Event probabilities were assessed by restricted mean survival time (RMST) analyses using LIFETEST and RMSTREG procedures in the SAS/STAT software V.15.1. We initially chose to use a Cox proportional hazard model for the analyses. However, the proportionality hazard assumption of all three primary outcomes was violated (ie, p<0.05 based on the weighted Schoenfeld residual (online supplemental appendix table 1)). RMST analysis was selected as an alternative method. The RMST is equivalent to the area under the entire survival curve up to a fixed time point. It is widely advocated as an alternative to the Cox proportional hazard model, especially when proportionality is violated.17 18

Here, we computed RMST to the time horizon of 36 months using Kaplan-Meier method for survival probability estimation. We then adjusted RMST with multiple covariates using pseudovalue linear regression model.19 The model consisted of age, sex, educational attainment, insurance plan, types of anticoagulant, CHA2DS2VASc and HASBLED scores. We also calculated adjusted RMST to ischaemic stroke and major bleeding among patients who were still alive at the end of the follow-up, to account for the competing risk of death.20 The results were presented as the differences of RMSTs and 95% CI for each covariate.
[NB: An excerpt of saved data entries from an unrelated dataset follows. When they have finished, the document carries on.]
PR #36, opened 2025-11-18
Convert system_info tools to structured output

subpop:
Convert the `system_info.py` tools to use structured output for responses. I also performed a fairly significant audit of the function bodies and refactored them. Of note, I removed the use of `psutil` for local data collection, so both local and remote use the same commands to collect data.

I also refactored a lot of the parsing to use a pattern of retrieving the entire remote file contents and parsing the data internally (rather than running grep as part of the remote command).

### DIFF
--- a/src/linux_mcp_server/tools/system_info.py
+++ b/src/linux_mcp_server/tools/system_info.py
@@ -408,6 +408,7 @@ async def _parse_memory_information(raw_outputs: dict[CommandKey, RawCommandOutp
     annotations=ToolAnnotations(readOnlyHint=True),
 )
 @log_tool_call
+@disallow_local_execution_in_containers
 async def get_memory_information(
     host: Host | None = None,
     fields: t.Annotated[
@@ -688,6 +689,7 @@ async def _parse_device_information(raw_outputs: dict[CommandKey, RawCommandOutp
     annotations=ToolAnnotations(readOnlyHint=True),
 )
 @log_tool_call
+@disallow_local_execution_in_containers
 async def get_device_information(
     host: Host | None = None,
     device_types: t.Annotated[


src/linux_mcp_server/tools/system_info.py
```diff
@@ -1,144 +1,201 @@
...
-
-            # Uptime
+    result = SystemInfo()
+
+    class SystemInfoAttribute(BaseModel):
+        """System information attribute."""
+
+        names: list[str]
+        command: list[str]
+        parser: Callable[[str], t.Any]
```
r0x0d: Why not moving this to outside the function like the rest?

src/linux_mcp_server/tools/system_info.py
```diff
@@ -147,127 +204,104 @@ async def get_system_information(  # noqa: C901
...
-            except Exception:
-                pass
-
-        return "\n".join(info)
-    except Exception as e:
-        return f"Error gathering CPU information: {str(e)}"
+        except ValueError or ConnectionError as e:
+            raise ToolError(f"Error: {str(e)}") from e
+
+        if returncode == 0 and stdout:
```
r0x0d: What should be the desired output to the user in case returncode == 0 or stdout is empty?

src/linux_mcp_server/tools/system_info.py
```diff
@@ -1,144 +1,201 @@
...
-            info.append(f"Boot Time: {boot_time.strftime('%Y-%m-%d %H:%M:%S')}")
-
-        return "\n".join(info)
-    except Exception as e:
-        return f"Error gathering system information: {str(e)}"
+        except ValueError or ConnectionError as e:
+            raise ToolError(f"Error: {str(e)}") from e
+
+        if returncode == 0 and stdout:
+            parsed_output = attribute.parser(stdout)
```
r0x0d: I'm wondering if it would be wise to have some error checking around parser. It might not be the case that all of them contain incompatible data for the parsers to break, but I think we would be more on the safe side.

src/linux_mcp_server/tools/system_info.py
```diff
@@ -279,79 +313,230 @@ async def get_cpu_information(  # noqa: C901
...
-    info = []
+    ram_stats: MemoryStats | None = None
+    swap_stats: MemoryStats | None = None
+
+    class MemoryStatsAttribute(BaseModel):
+        """Memory statistics attribute."""
+
+        names: list[str]
+        command: list[str]
+        parser: Callable[[str], t.Any]
```
r0x0d: Since the attributes of such classes are all the same, wouldn't be better to just have one `SystemInfoAttributes` or similar and re-use that? If they had any particular attributes for each of the tool calling, I guess we could just inherit from the base `SystemInfoAttributes` model instead.

r0x0d: Now that I think about it, would it also make sense to have `execute_command` inside the model? For instance: 

```python
class SystemInfoAttributes(BaseModel):
    names: list[str]
    command: list[str]
    parser: Callable[[str], t.Any]

    async def execute(self, host: str) -> str:
         try:
            returncode, stdout, _ = await execute_command(
                self.command,
                host=host
            )
        except ValueError or ConnectionError as e:
            raise ToolError(f"Error: {str(e)}") from e

        if not returncode or not stdout:
            # Throw error in case returncode/stdout is not what expected
            ...

        return stdout
```

Then, in each of the classes, for-loop, you could have: 

```python
    for attribute in attributes:
        stdout = await attribute.execute()
        attribute.parser(stdout)

        match attribute.names:
               ...
    return result
```

I'm not sure if I'm sold out on the idea of checking the returncode/stdout inside the `execute()` function, but I guess my idea is around those lines.

src/linux_mcp_server/tools/system_info.py
```diff
@@ -1,144 +1,201 @@
...
+                    result.os_version = parsed_output["VERSION_ID"]
+                case ["kernel_version", "architecture"]:
+                    result.kernel_version = parsed_output["kernel_version"]
+                    result.architecture = parsed_output["architecture"]
+                case ["uptime"]:
+                    result.uptime = parsed_output
+                case ["boot_time"]:
+                    result.boot_time = parsed_output
+                case _:
+                    raise ToolError(f"Unknown attribute: {attribute.names}")
```
r0x0d: Would a dict unpacking work here instead? 

```python
try:
    system_info = SystemInfo(**attribute.names)
except ValueError as e:
    raise ToolError(f"Unknown attribute: {attribute.names}") from e

return system_info
```

r0x0d: Ah! It would not, because we are doing it in a loop and different tools return different results... Okay, nevermind.

src/linux_mcp_server/tools/system_info.py
```diff
@@ -279,79 +313,230 @@ async def get_cpu_information(  # noqa: C901
...
+
+    class MemoryStatsAttribute(BaseModel):
+        """Memory statistics attribute."""
+
+        names: list[str]
+        command: list[str]
+        parser: Callable[[str], t.Any]
+
+    def parse_free_output(output: str) -> dict[str, MemoryStats]:
+        """Parse the output of 'free -b' command into memory statistics."""
```
r0x0d: Do you think we can document here the types of memory we are parsing?

src/linux_mcp_server/tools/system_info.py
```diff
@@ -279,79 +313,230 @@ async def get_cpu_information(  # noqa: C901
...
+    swap_stats: MemoryStats | None = None
+
+    class MemoryStatsAttribute(BaseModel):
+        """Memory statistics attribute."""
+
+        names: list[str]
+        command: list[str]
+        parser: Callable[[str], t.Any]
+
+    def parse_free_output(output: str) -> dict[str, MemoryStats]:
```
r0x0d: The local functions are always confusing when reading/reviewing code. Is there any possibility we move them outside this function and turn it private?

src/linux_mcp_server/tools/system_info.py
```diff
@@ -279,79 +313,230 @@ async def get_cpu_information(  # noqa: C901
...
+                if len(parts) >= 7:
+                    total = int(parts[1])
+                    used = int(parts[2])
+                    free = int(parts[3])
+                    # parts[4] is shared memory (not used in MemoryStats)
+                    buff_cache = int(parts[5]) if len(parts) > 5 else 0
+                    available = int(parts[6]) if len(parts) > 6 else free
+                    percent = (used / total * 100) if total > 0 else 0
+
+                    result["ram"] = MemoryStats(
```
r0x0d: I'm wondering, why not consider `swap` as an attribute to memory?

src/linux_mcp_server/tools/system_info.py
```diff
@@ -279,79 +313,230 @@ async def get_cpu_information(  # noqa: C901
...
+                    ram_stats = parsed_output["ram"]
+                    swap_stats = parsed_output["swap"]
+                case _:
+                    raise ToolError(f"Unknown attribute: {attribute.names}")
+
+    return MemoryInfo(ram=ram_stats, swap=swap_stats)
+
+
+def parse_df_output(output: str) -> list[DiskPartition]:
+    """Parse the output of 'df -B1' command into disk partitions."""
```
r0x0d: Same here, can we document the different parts we parse?

src/linux_mcp_server/tools/system_info.py
```diff
@@ -1,273 +1,453 @@
...
+
+    # Parse phase: Convert raw outputs to structured data
+    parsed_data = parse_cpu_information(raw_outputs)
+
+    # Filter phase: Apply field filters and build result
+    filtered_data = filter_fields(parsed_data, fields)
+
+    # Build CPUInfo object from filtered data
+    load_avg_data = filtered_data.get("load_average")
+    load_average = LoadAverage(**load_avg_data) if load_avg_data else None
```
r0x0d: Instead of assigning `None` in case of not having data for `load_avg_data`, I think we should still assign a `LoadAverage` instance, but with default values. 

This ensures that we maintain a structured output, regardless if we have data to it or not, avoiding a case where a later read to CPUInfo.load_average might be None. 

```suggestion
    load_average = LoadAverage(**load_avg_data) if load_avg_data else LoadAverage()
```

subpop:
I made another significant refactor, this time pulling the collection and filtering logic out of `storage.py` and into its own module. I created a class (named `Rummager` for lack of a better name) that can be initialized with custom collect, parse and filter functions. When `Rummager.rummage` is called, it runs through those 3 functions to collect and process the data. If no custom function is provided at initialization, and default one is used.

src/linux_mcp_server/tools/system_info.py
subpop: Swap stats and Mem stats are identical lines of data in the `free -b` output.

```
               total        used        free      shared  buff/cache   available
Mem:      6183096320   378454016  4469956608      712704  1488175104  5804642304
Swap:     6182400000           0  6182400000
```

That's probably why the original LLM that wrote the code treated them as separate items in the memory info data. `MemoryStats` has a lot of fields. Do we need all of them? Maybe we could merge "total_swap" in as a value of the regular `MemoryStat` object?

src/linux_mcp_server/tools/system_info.py
```diff
@@ -1,138 +1,282 @@
...
+    """Device information model for PCI and USB devices."""
+
+    pci_devices: list[PCIDevice] = Field(default_factory=list)
+    pci_device_count: int = 0
+    usb_devices: list[USBDevice] = Field(default_factory=list)
+    usb_device_count: int = 0
+
+
+async def parse_system_information(raw_outputs: dict[CommandKey, RawCommandOutput]) -> ParsedData:
+    """
```
r0x0d, line 162: I think it's valuable to include what type of system information is expected this method to parse. I know that one can simply look at the match-case statements, but, having it also documented in the docstring helps when hovering over the method in text editors.

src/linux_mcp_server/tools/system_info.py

The RMST difference estimated months gain or loss of event-free time over a period of 36 months. P values were reported for all between-group comparisons. A p value<0.05 was considered significant.

Results

Participants

The COOL-AF registry comprises of 3402 patients. Of these, 376 patients had incomplete data and were excluded from the study (online supplemental appendix figure 1 and table 2). Finally, data from 3026 patients were included in the analyses. None of the patients were lost to follow-up. The participant population (table 1) was approximately 67 years old and primarily male (N=1779, 58.8%). The most common comorbidity was hypertension (N=2061, 68.1%), followed by congestive heart failure (N=829, 27.4%) and diabetes (n=730, 24.1%). The mean CHA2DS2VASc and HASBLED scores were 3.0 (SD 1.7) and 1.5 (SD 1.0), respectively.

Table 1.

Baseline characteristics by insurance plans (N=3026)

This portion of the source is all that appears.